# Purchasing my First handgun/ New to forum, looking for advice/opinions etc.



## NJ_Erik (Jun 24, 2012)

This is the first forum I've EVER registered/signed up for. I've been planning and dreaming of purchasing my first handgun for a while. Im at the point that I can afford to purchase a high quality gun and I've done some of my own research, but before I pull the trigger I thought Id get a little public feedback. I.e. what guns you have, which ones you think are good quality versus price range, a good first handgun to purchase and etc. Now I am no stranger at all to firearms by any means and have been an firearm enthusiast ( legally ) for a while. I just never got around to taking the time or money to get my permit (I live in NJ and the gun laws are very strict) and get a handgun of my own. 

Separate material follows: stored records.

PR #11315, opened 2022-11-16
C++: Accept test changes on the use-use flow branch

MathiasVP:
I forgot to accept these test changes in https://github.com/github/codeql/pull/11218.

There are no result changes. This is just changing some paths.


geoffw0 (approved):
LGTM.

Now with that back history, Ive always been very fond of the 1911, but Im almost certain I dont want that as my first handgun. Thats something Ill acquire later in my collection. Id like to get some general discussion on Sigs, S&W, H&K, Rugers, honestly all have models that I admire. Any help, general knowledge, experiences, etc. is greatly appreciated. Thanks!


----------



## bubbinator (May 15, 2012)

NJ_Eric-Go to a range/dealer with a facility to test-fire stuff on site. What I carry as a 4 decade Mil/LEO/Instructor will not make a new person happy. Glocks function well but point high-Gen 4 is supposed correct this to the 1911 grip angle(Does that tell you something?)
Sigs are great, but pricey, P250 series is still a question? Bullet performance (do some internet research) has progressed to an amazing degree in the last 15 yrs. Almost any caliber from 9mm up with quality ammo is a viable defense round. (More internet research-The High Road/Kel-Tec/Hand Guns and Ammuntion Forum are a few. Good luck and welcome to the community.


----------



## AIM RIGHT (Jun 19, 2011)

First I would like to say welcome to the form, Second i'm shocked that GLOCK isn't on the poll. Do some research on Glocks IMO they are great guns and they come in a variety of calibers.


----------



## Geewow (Jun 22, 2012)

Well this is the year of the gun for me. Went to a range a couple of times and have ideas on what to purchase. IMHO a .22 handgun is a gd start so purchasing a used High Standard Supermatic trophy, wanted a good mid level plinker. Honestly I prefer shooting a .45 long barrel to a 9mm, so looking at .45. Ammo pricing is a factor tho. Have a chance at a Kimber Ultra conceal for a great price and will shoot it this weekend. The only experience I can compare it to tho is shooting a Springfield RO and a Glock .45. I preferred the RO but the Glock gives option of 9mm too which will work into the budget nicely. The Kimber has the shorter barrel so I'm concerned I may not be as accurate.


----------



## chessail77 (Mar 15, 2011)

Hi and welcome...Sig or S&W both have high quality and lifetime warranty......Best bet is go to range and rent until you find a firearm that feels like it was made for you....JJ


----------



## TOF (Sep 7, 2006)

I have handled and fired all on the list which caused me to purchase S&W M&P's in 9MM, .40 and .45. My preference among them is the .45C.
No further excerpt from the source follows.